Impliquer ses équipes dans l'entretien professionnel obligatoire

Depuis la loi du 5 mars 2014, renforcée par la loi Avenir professionnel de 2018, l'entretien professionnel obligatoire s'impose à 100 % des entreprises françaises, quelle que soit leur taille. Tous les deux ans au minimum, chaque salarié doit bénéficier d'un échange formel avec son employeur sur ses perspectives d'évolution. Pourtant, beaucoup d'organisations le traitent encore comme une formalité administrative à cocher. C'est une erreur. Bien mené, cet entretien devient un levier concret de fidélisation, de montée en compétences et de dialogue social. La vraie question n'est pas de savoir si vous devez le faire, mais comment mobiliser vos équipes pour en faire un moment qui compte réellement.
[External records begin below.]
PR #2083, opened 2026-08-31
Improve Venator Skill Set ranking UX with drag-to-rank and partial ra…

Djidiouf:
…nks.

Allow 0–4 consecutive ranks, share Skill Set combobox grouping, and warn when ranking is incomplete in Skills/Advancement modals.

## Summary

- Replace the four fixed Venator Skill Set comboboxes in Edit Gang with an add-then-drag ranked list (0–4 Skill Sets), including mobile-friendly drag constraints.
- Allow saving partial rankings (consecutive ranks `1..n`) on both client and server; warn in Skills and Advancement modals when ranking is incomplete (`< 4`).
- Share Skill Set combobox grouping via `buildGroupedSkillSetComboboxOptions` / `getSkillSetGroupLabel`, and reserve Combobox clear-button space so empty/filled controls stay the same size.
- Keep the generic “This Skill Set is not accessible…” copy inlined in the Skills and Advancement modals (not in `venatorSkillAccess`). That message is not Venator-specific, so this restores the pre–Venator-ranking approach instead of housing it in a Venator util.

## Type of change

- [ ] Bug fix
- [x] Feature
- [x] Refactor
- [ ] Docs
- [ ] Schema / migration

## How I tested

- [x] Edit a Venator gang → add/remove/reorder Skill Sets (desktop drag + mobile touch) → save with 2 ranks and confirm they persist as ranks 1 and 2
- [x] Save with 0 / 4 ranks; confirm clearing ranks works; confirm incomplete-rank warning appears under Skill Set comboboxes in Skills and Advancement modals until all four are set
- [x] With a Skill Set selected that the fighter cannot access, confirm the “not accessible…” message still shows (including when ranking is incomplete)

## Risk / rollout

- Low — no migration; behavior change is Venator-specific ranking UX plus shared Skill Set option grouping. Deploy includes new `@dnd-kit/modifiers` dependency. Existing gangs with 0 or 4 ranks behave as before; gangs can now also store 1–3 ranks for house ruling purposes.

### DIFF
--- a/app/actions/gang/save-venator-skill-ranks.ts
+++ b/app/actions/gang/save-venator-skill-ranks.ts
@@ -17,16 +17,17 @@ export async function saveVenatorSkillRanks(
 ): Promise<{ ok: true } | { ok: false; error: string }> {
   const { gangId, ranks } = params;
 
-  if (ranks.length !== 0 && ranks.length !== 4) {
-    return { ok: false, error: 'All four ranks must be set, or none.' };
+  if (ranks.length > 4) {
+    return { ok: false, error: 'At most four Skill Sets can be ranked.' };
   }
-  if (ranks.length === 4) {
+  if (ranks.length > 0) {
     const rankValues = ranks.map((r) => r.rank).sort((a, b) => a - b);
-    if (rankValues.join(',') !== '1,2,3,4') {
-      return { ok: false, error: 'Ranks must be exactly 1, 2, 3, 4.' };
+    const expected = Array.from({ length: ranks.length }, (_, i) => i + 1).join(',');
+    if (rankValues.join(',') !== expected) {
+      return { ok: false, error: 'Ranks must be consecutive starting from 1.' };
     }
     const skillIds = ranks.map((r) => r.skill_type_id);
-    if (new Set(skillIds).size !== 4) {
+    if (skillIds.some((id) => !id) || new Set(skillIds).size !== ranks.length) {
       return { ok: false, error: 'The same Skill Set cannot occupy two ranks.' };
     }
   }
--- a/app/fighter/[id]/page.tsx
+++ b/app/fighter/[id]/page.tsx
@@ -253,7 +253,7 @@ export default async function FighterPageServer({ params }: FighterPageProps) {
         gang_type: gangBasic.gang_type,
         gang_type_id: gangBasic.gang_type_id,
         custom_gang_type_id: gangBasic.custom_gang_type_id,
-        venator_no_ranks: gangBasic.venator_no_ranks ?? false,
+        venator_ranks_incomplete: gangBasic.venator_ranks_incomplete ?? false,
         gang_affiliation_id: gangBasic.gang_affiliation_id,
         gang_affiliation_name: gangBasic.gang_affiliation?.name,
         positioning: gangPositioning,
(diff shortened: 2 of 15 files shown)


joeseos (commented):
@Djidiouf Reviewed this against the codebase — nice cleanup of the shared combobox-grouping logic (`buildGroupedSkillSetComboboxOptions`) and the server-side validation generalizes cleanly to partial ranks (the `gang_skill_set_ranks` table already allows `rank BETWEEN 1 AND 4`, so no migration is needed). Renaming `venator_no_ranks` → `venator_ranks_incomplete` looks complete — no stale references left anywhere.

One behavioral regression worth confirming before merge, plus a minor nit.

### Findings

**1. [Medium] Removed confirmation before a destructive rank change**
`components/gang/gang-edit-modal.tsx` (`handleSave`, around the `isVenator` block, ~L624-660)

The old code warned the user with `window.confirm(...)` before saving changed/cleared ranks, because `saveVenatorSkillRanks` → `syncGang` → `rewriteFighterOverrides` deletes each fighter's `fighter_skill_access_override` rows for the affected Skill Sets and re-derives them from the new ranking. That side effect is unchanged in this PR (`utils/syncVenatorSkillOverrides.ts` still does the delete+reinsert), but the two `window.confirm` calls that warned about it are gone — saving now happens silently whenever `!ranksUnchanged`, whether ranks were edited or cleared entirely.

Failure scenario: a gang owner reorders/removes a Skill Set they'd previously ranked, not realizing it will wipe any manually-set "Customise Skill Set Access" overrides on their fighters. Previously they got a chance to cancel; now it just happens on Save.

This isn't mentioned in the PR description's summary or risk section, so it may be unintentional. Suggest restoring a confirm (or a less intrusive inline warning) gated on `hadPreviousRanks && !ranksUnchanged`, covering both the "ranks changed" and "ranks cleared" cases.

**2. [Low] Duplicated literal string across two components**
`components/fighter/fighter-advancement-list.tsx` and `components/fighter/fighter-skills-list.tsx`

Both now hardcode the identical "This Skill Set is not accessible to this fighter. Change their Skill Set access in: Edit Fighter > Customise Skill Set Access." string inline (previously centralized in `skillAccessDeniedMessage` in `venatorSkillAccess.ts`). The PR description explains the rationale for moving it out of the Venator util (it's not Venator-specific), which is reasonable — but leaving it as a shared generic constant (e.g. in a skills-ui util) rather than two copies would avoid the strings drifting apart later. Not blocking, just a maintainability nit.

### Other things checked, no issues found
- `deriveOverrides` in `venatorSkillAccess.ts` works correctly for partial (1-3) rank sets — no assumption of exactly 4 ranks.
- `getGangCore`'s cache key bump (`gang-core-v4` → `v5`) correctly invalidates cached data for the renamed field.
- New `@dnd-kit/modifiers` dependency and the touch/mouse sensor split (`useDndSensorsConfig('distance')`) look correctly scoped to this compact reorder list; scroll-lock on drag start/end/cancel is handled.
- Combobox padding change (`clearable ? "pr-[5.5rem]" : "pr-12"`) is a safe, purely visual sizing fix.
- No leftover references to `venator_no_ranks` / `venatorNoRanks` / `skillAccessDeniedMessage` anywhere in the codebase.

### Verdict: **Changes requested** (pending confirmation on Finding 1 — likely a quick fix or an intentional call either way)

---

joeseos (approved):

PR #2084, opened 2026-09-01
Make Venator Skill Set rank saves atomic and surface sync failures.

Djidiouf:
## Summary

- Make saving Venator Skill Set ranks atomic: one RPC replaces `gang_skill_set_ranks` and rewrites rank-derived `fighter_skill_access_override` rows in a single transaction, so a failed insert can no longer leave an empty rank table.
- Same for per-fighter sync on add/copy/edit (`replace_fighter_skill_access_overrides`). Add/edit now surface a skill-access warning toast; copy rolls back the new fighter if sync fails (and reports if that rollback fails).
- Restore a warning before changing or clearing existing ranks as an in-app modal (not `window.confirm`), because that rewrite resets custom Customise Skill Set Access on affected Skill Sets.

## Type of change

- [x] Bug fix
- [ ] Feature
- [ ] Refactor
- [ ] Docs
- [x] Schema / migration

## How I tested

- [x] Edit a Venator gang with existing ranks → change or clear ranks → in-app confirm appears → Cancel leaves ranks unchanged; Continue saves and fighter access matches the new ranking
- [x] First-time ranking (no previous ranks) saves without the confirm
- [x] Failed rank save (e.g. before the migration is applied) shows an error and leaves Edit Gang open
- [x] Add / edit a Venator fighter when sync would fail: fighter save succeeds, skill-access warning toast is shown
- [x] Copy a Venator fighter: success copies access; if sync fails, copy is rolled back (or the error says the incomplete copy could not be removed)

## Database

  - `supabase/migrations/20260901072836_replace_gang_skill_set_ranks.sql` (defines both RPCs below)

**`replace_gang_skill_set_ranks`** (`supabase/functions/replace_gang_skill_set_ranks.sql`)  
Called when saving Edit Gang → Venator Skill Access. In one transaction it deletes the gang's rows in `gang_skill_set_ranks`, inserts the new 0–4 ranked Skill Sets, then deletes and re-inserts `fighter_skill_access_override` rows for those Skill Sets on every fighter in the gang (derived Primary/Secondary from rank + subtype).

**`replace_fighter_skill_access_overrides`** (`supabase/functions/replace_fighter_skill_access_overrides.sql`)  
Called when adding, copying, or editing a Venator fighter. In one transaction it deletes that fighter's override rows for the gang's ranked Skill Sets, then inserts the derived overrides for that fighter only.

Both are `SECURITY INVOKER` (table RLS still applies). Canonical copies live under `supabase/functions/`; the migration applies them to the database.

### Migration status

## Risk / rollout

Medium — **do not merge until the migration is applied.** After deploy, rank save calls `replace_gang_skill_set_ranks` and fighter add/copy/edit sync calls `replace_fighter_skill_access_overrides`. Without those functions, those paths will fail. No env vars or feature flags.

### DIFF
--- a/app/actions/add-fighter.ts
+++ b/app/actions/add-fighter.ts
@@ -1231,7 +1231,6 @@ export async function addFighterToGang(params: AddFighterParams): Promise<AddFig
               : [],
           },
           supabase,
-          user.id,
         );
       } catch (err) {
         console.error('syncFighter failed after add-fighter', err);
--- a/app/actions/add-fighter.ts
+++ b/app/actions/add-fighter.ts
@@ -1235,6 +1235,8 @@ export async function addFighterToGang(params: AddFighterParams): Promise<AddFig
         );
       } catch (err) {
         console.error('syncFighter failed after add-fighter', err);
+        archetypeSkillAccessWarning =
+          'Fighter added but skill access save failed. Please try again via Customise Skill Set Access.';
       }
     }
 
--- a/app/actions/copy-fighter.ts
+++ b/app/actions/copy-fighter.ts
@@ -431,6 +431,18 @@ export async function copyFighter(params: CopyFighterParams): Promise<CopyFighte
         );
       } catch (err) {
         console.error('syncFighter failed after copy-fighter', err);
+        const { error: deleteErr } = await supabase.from('fighters').delete().eq('id', newFighterId);
+        if (deleteErr) {
+          console.error('Failed to roll back copied fighter after syncFighter failure', deleteErr);
+          return {
+            success: false,
+            error: 'Failed to copy fighter skill access, and the incomplete copy could not be removed. Please delete it and try again.',
+          };
+        }
+        return {
+          success: false,
+          error: 'Failed to copy fighter skill access. Please try again.',
+        };
       }
     }
 
--- a/app/actions/copy-fighter.ts
+++ b/app/actions/copy-fighter.ts
@@ -427,7 +427,6 @@ export async function copyFighter(params: CopyFighterParams): Promise<CopyFighte
               : [],
           },
           supabase,
-          user.id,
         );
       } catch (err) {
         console.error('syncFighter failed after copy-fighter', err);
--- a/app/actions/edit-fighter.ts
+++ b/app/actions/edit-fighter.ts
@@ -1817,6 +1817,7 @@ export async function updateFighterDetails(params: UpdateFighterDetailsParams): 
           );
         } catch (err) {
           console.error('syncFighter failed after edit-fighter', err);
+          archetypeSkillAccessWarning = ARCHETYPE_SKILL_ACCESS_WARNING;
         }
       }
     }
--- a/app/actions/edit-fighter.ts
+++ b/app/actions/edit-fighter.ts
@@ -1813,7 +1813,6 @@ export async function updateFighterDetails(params: UpdateFighterDetailsParams): 
               subtypes: effectiveSubtypes,
             },
             supabase,
-            user.id,
           );
         } catch (err) {
           console.error('syncFighter failed after edit-fighter', err);
--- a/app/actions/gang/save-venator-skill-ranks.ts
+++ b/app/actions/gang/save-venator-skill-ranks.ts
@@ -2,7 +2,7 @@
 
 import { createClient } from '@/utils/supabase/server';
 import { getAuthenticatedUser } from '@/utils/auth';
-import { syncGang } from '@/utils/syncVenatorSkillOverrides';
+import { replaceGangRanks } from '@/utils/syncVenatorSkillOverrides';
 import { invalidateGang } from '@/utils/cache-tags';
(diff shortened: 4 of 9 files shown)


joeseos:
## Code Review

@Djidiouf Reviewed this against the current `main` and the surrounding call sites (add/copy/edit fighter, `gang-edit-modal.tsx`, RLS policies on `gang_skill_set_ranks` / `fighter_skill_access_override` / `fighters`).

**Overall**: solid fix. The atomicity problem is real (delete-then-insert with no transaction) and both new RPCs correctly wrap the rewrite in a single `plpgsql` function body. I traced through the specific scenarios called out in the PR description and they check out:

- `replace_gang_skill_set_ranks`: delete+insert of `gang_skill_set_ranks` and the rank-derived `fighter_skill_access_override` rows now happen in one transaction, so a failed insert can no longer leave an empty rank table. Clearing ranks (`p_ranks = []`) correctly deletes owned overrides and inserts nothing, since `deriveOverrides` returns `[]` for empty ranks.
- `replace_fighter_skill_access_overrides`: same shape for the single-fighter case; `p_fighter_id` is taken from the function argument rather than trusted from the payload, so a caller can't attach override rows to a different fighter — good.
- Both functions ignore the caller-supplied `user_id`/`o.user_id` and always stamp `auth.uid()` server-side, so a client can't forge the override owner.
- `SECURITY INVOKER` + `auth.uid()` guard preserves the exact same RLS-gated permission model the old app-level code relied on (verified against the `gang_skill_set_ranks` and `fighter_skill_access_override` RLS policies) — this isn't a privilege escalation, just an atomicity fix.
- `supabase/functions/*.sql` and the migration are byte-identical (diffed them, only comments differ) — good, avoids drift between the canonical copy and the applied migration.
- `copy-fighter.ts`: the rollback-on-sync-failure only needs to delete the just-inserted `fighters` row, since `syncFighter` is called before vehicles/equipment/skills are copied — no orphaned data risk there. The double-rollback-failure message path is a reasonable degrade.
- Confirm-modal flow in `gang-edit-modal.tsx`: `handleSave` returning `false` correctly stops `Modal`'s `onConfirm` from auto-closing (verified against `components/ui/modal.tsx`), so "Cancel leaves ranks unchanged" and "first-time ranking skips the confirm" both hold up.

### Minor / low severity

1. **Dead parameter left in place** (readability) — `utils/syncVenatorSkillOverrides.ts:26,54` (`syncFighter`, `replaceGangRanks`): `actingUserId` was renamed to `_actingUserId` instead of being removed, since the RPCs now derive the user from `auth.uid()` server-side and no longer use it. All four call sites (`save-venator-skill-ranks.ts`, `add-fighter.ts`, `edit-fighter.ts`, `copy-fighter.ts`) still pass `user.id`/`gang.user_id` into a parameter that's now unused. Suggest dropping the parameter entirely rather than prefixing with `_` — as-is it's a bit misleading (looks load-bearing, isn't).
2. **Nit**: `getVenatorRankSaveState()` (`gang-edit-modal.tsx:554`) is only called from one place, so the extraction doesn't buy much — not wrong, just an optional simplification.

Nothing here blocks merge; #1 is a one-line cleanup if you want to take it, otherwise fine to leave for a follow-up.

### Verdict: **Approve**

Correctness, edge cases, and the RLS/security model all hold up. Just flagging the reminder from the PR description itself: **the migration needs to be applied before this merges/deploys**, since the app code now unconditionally calls both new RPCs on the Venator add/copy/edit/rank-save paths.

---

joeseos (commented):
Don't think it needs to be atomic. We should be able to handle this just like everything else by adding the missing update RLS policy.

Should I merge and then later look into refactoring?

joeseos:
## Follow-up Review

@Djidiouf Reviewed just the new commit (`b570b12` → `9011cc3`) against the prior review's findings.

### Previous findings

1. **Dead `actingUserId` parameter** (`utils/syncVenatorSkillOverrides.ts`) — **Resolved.** The parameter is fully removed (not just renamed) from both `syncFighter` and `replaceGangRanks`, and all four call sites (`add-fighter.ts`, `copy-fighter.ts`, `edit-fighter.ts`, `save-venator-skill-ranks.ts`) were updated to stop passing `user.id`/`gang.user_id`. Confirmed `user` is still used for other purposes in each of those files (auth check, ownership checks, other `user_id` stamps), so this isn't an unused-variable regression — just the dead arg is gone. In `save-venator-skill-ranks.ts` the `getAuthenticatedUser(supabase)` call is kept (so the auth check itself is preserved) with its return value now correctly discarded.
2. **`getVenatorRankSaveState()` single-use extraction** (`gang-edit-modal.tsx`) — **Resolved.** Inlined back into `handleSave`; diffed the logic and it's an exact move, no behavior change.

### New findings

None. This commit is a pure mechanical cleanup addressing the two minor points from the last review — no new logic, no touched SQL/RPC files, no edge-case or null-handling changes to review.

### Verdict: **Approve**

---

joeseos (approved):

PR #2085, opened 2026-09-01
feat(battle-session): hide Blaze and Flesh Wounds in N26

joeseos:
The fighter action modal offered every condition token to every edition.
Blaze and Flesh Wounds are N23 rules that N26 does not have, so N26
players were offered conditions their edition doesn't use.

Add blazeCondition and fleshWounds to EDITION_CAPABILITIES with the
matching hasBlazeCondition / hasFleshWounds accessors, and filter both
pickers on the session's edition_slug, which FighterActionModal already
receives. The counters heading drops "Flesh Wounds" when it isn't shown.

CONDITION_BY_KEY keeps every definition so a value another edition
already recorded still renders its badge.

### DIFF
--- a/components/battle-session/participant-card.tsx
+++ b/components/battle-session/participant-card.tsx
@@ -52,7 +52,7 @@ import { createGangLog } from '@/app/actions/logs/gang-logs';
 import { updateFighterXp } from '@/app/actions/edit-fighter';
 import FighterCard from '@/components/gang/fighter-card';
 import type { BattleSessionFull, BattleSessionParticipant, BattleSessionFighter, SessionCondition, SessionInjuryRecord } from '@/types/battle-session';
-import { beastSubtypeName } from '@/types/edition';
+import { beastSubtypeName, hasBlazeCondition, hasFleshWounds } from '@/types/edition';
 
 interface ConditionDefinition {
   key: string;
@@ -187,6 +187,17 @@ function FighterActionModal({
     fighter.session_record?.conditions ?? []
   );
 
+  // Conditions the edition doesn't use aren't offered. CONDITION_BY_KEY keeps every
+  // definition, so a value another edition already recorded still renders its badge.
+  const sessionConditions = useMemo(
+    () => SESSION_CONDITIONS.filter((c) => c.key !== 'blaze' || hasBlazeCondition(editionSlug)),
+    [editionSlug]
+  );
+  const numericConditions = useMemo(
+    () => NUMERIC_CONDITIONS.filter((c) => c.key !== 'flesh_wound' || hasFleshWounds(editionSlug)),
+    [editionSlug]
+  );
+
   const openXpModal = async () => {
     setLoadingXp(true);
     try {
@@ -271,9 +282,11 @@ function FighterActionModal({
             </Button>
           </div>
           <div className="space-y-2 border-t pt-3 text-left">
-            <h4 className="text-sm font-medium text-neutral-500">Wounds & Flesh Wounds</h4>
+            <h4 className="text-sm font-medium text-neutral-500">
+              {hasFleshWounds(editionSlug) ? 'Wounds & Flesh Wounds' : 'Wounds'}
+            </h4>
             <div className="flex flex-col gap-2">
-              {NUMERIC_CONDITIONS.map((nc) => {
+              {numericConditions.map((nc) => {
                 const current = draftConditions.find((c) => c.key === nc.key)?.value ?? 0;
                 return (
                   <div key={nc.key} className="flex items-center justify-between">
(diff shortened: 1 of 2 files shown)


joeseos:
## Code review — @joeseos

Reviewed the 2-file / +27−4 diff against the full codebase. The approach is right: the gate lands in `EDITION_CAPABILITIES` rather than a slug comparison in the component, it reuses the `editionSlug` that `FighterActionModal` already receives (no new prop threading), and `CONDITION_BY_KEY` is deliberately left whole so already-stored values still render their badge. CI (`deploy-preview`) is green. No correctness, security, or performance blockers.

One scope gap is worth tracking, the rest are polish.

### Findings

**1. Flesh Wound boxes still print for N26 gangs — `components/gang/print-gang.tsx:436`, `:777`, `:800`, `:1379`, `:1402` — severity: medium**
This PR establishes `hasFleshWounds` as *the* edition capability for the rule, but the only other place Flesh Wounds surface to users is untouched: the gang print sheet offers a "Wounds/Flesh Wounds Boxes" option (`:436`) and renders four `FW` checkbox blocks — toughness-derived at `:777` / `:1379`, a fixed three boxes for crew at `:800` / `:1402`. An N26 gang still prints them. `print-gang.tsx` is already edition-aware (`hasTradePoints` at `:512`, `hasSaveCharacteristic` at `:724`, `hasAlignment` at `:1150`), so it is the same pattern.
*Fix:* gate each `FW` block on `hasFleshWounds(fighter.edition_slug ?? edition_slug)` and make the checkbox label conditional ("Wounds Boxes" when the edition has no flesh wounds). Note the `W` half must stay — N26 still has Wounds — so this is not a whole-block gate. Fine as a follow-up PR, but it shouldn't get lost: the capability now exists and the inconsistency is user-visible.

**2. `useMemo` is overhead here — `components/battle-session/participant-card.tsx:192-199` — severity: low**
The memos filter an 11-element and a 2-element array. The bookkeeping costs more than the filter, and nothing consumes referential stability — both results are `.map`ped inline. Every other edition gate in the codebase is a plain const (`components/equipment/purchase-modal.tsx:86`, `components/fighter/fighter-actions.tsx:175`, `components/gang/gang-edit-modal.tsx:202`).
*Fix:* drop both `useMemo` wrappers for plain `const`s.

**3. The same predicate is evaluated two independent ways — `participant-card.tsx:197` and `:286` — severity: low (DRY)**
`hasFleshWounds(editionSlug)` decides the heading text while the list is filtered by a separate call, so a reader has to confirm the two agree. Combined with finding 2:
```ts
const showBlaze = hasBlazeCondition(editionSlug);
const showFleshWounds = hasFleshWounds(editionSlug);
const sessionConditions = SESSION_CONDITIONS.filter((c) => showBlaze || c.key !== 'blaze');
const numericConditions = NUMERIC_CONDITIONS.filter((c) => showFleshWounds || c.key !== 'flesh_wound');
```
then reuse `showFleshWounds` for the heading at `:286`.

**4. Sibling capability rows are named inconsistently — `types/edition.ts:215` and `:217` — severity: low**
`blazeCondition` vs `fleshWounds`, added in the same commit for the same feature. More importantly, `hasFleshWounds(x)` reads like a per-fighter predicate — "does this fighter have flesh wounds?" — in a codebase where fighters genuinely accumulate them (`session_record.conditions`), and only the argument name disambiguates it.
*Fix:* rename to `fleshWoundCondition` / `hasFleshWoundCondition` to match its sibling and remove the ambiguity. Cheap now, three call sites.

**5. A null-edition session would silently lose both conditions — `types/edition.ts:366-370` — severity: low**
`can()` answers `false` for a null or unrecognised slug, so a session with no resolved edition hides Blaze and Flesh Wounds rather than falling back to N23. This matches every other `{ n23: true, n26: false }` accessor (`hasChemAlchemy`, `hasMasterCraftedWeapons`, `hasGuilderSales`), so it is the house convention and not a defect — and it is unreachable today: all 2,338 `battle_sessions` rows resolve to an edition (2,043 n23 / 295 n26, zero null). Flagging it only because `createBattleSession` explicitly tolerates a null `edition_id` (`app/actions/battle-sessions.ts:192-226`), so the path can appear later. No change requested; worth knowing.

### Noted, no action

- **Existing N26 values become unclearable.** 42 fighter records in N26 sessions already carry `blaze` (2) or `flesh_wound` (40). Their badges still render, but with the controls hidden they can no longer be decremented or toggled off from the modal. Confirmed as an accepted trade-off — recording it so it isn't rediscovered as a bug.
- **The gate is presentational only.** `updateSessionConditions` still accepts any key, so nothing stops a crafted request writing `blaze` into an N26 session. Consistent with how the rest of `session_record` is treated (free-form per-session scratch data, not rules-enforced), so no server-side validation is warranted here.

### Verdict

**Approve.** No blockers: behaviour is correct in both editions, conventions are followed, and CI is green. Findings 2–4 are small enough to fold into this PR if you want it tidy; finding 1 is the one worth opening a follow-up for, since the PR's rationale applies equally to the print sheet.

---

Djidiouf (approved):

Ce que représente vraiment l'entretien professionnel obligatoire

L'entretien professionnel n'est pas un entretien d'évaluation. Cette confusion est fréquente, et elle coûte cher. L'entretien d'évaluation porte sur les performances passées. L'entretien professionnel, lui, se tourne vers l'avenir : il s'agit de discuter des perspectives d'évolution du salarié, de ses souhaits de formation, de ses aspirations à moyen terme. Le Ministère du Travail est clair sur ce point : cet entretien doit porter exclusivement sur le parcours professionnel, pas sur les résultats chiffrés de l'année écoulée.

Tous les six ans, un bilan plus complet doit être réalisé. Ce bilan vérifie que le salarié a bien bénéficié de ses entretiens bisannuels, qu'il a suivi au moins une formation, et que sa progression a été reconnue d'une façon ou d'une autre — augmentation, promotion ou certification. Si ces conditions ne sont pas remplies dans les entreprises de plus de 50 salariés, l'employeur doit abonder le Compte Personnel de Formation du salarié à hauteur de 3 000 euros.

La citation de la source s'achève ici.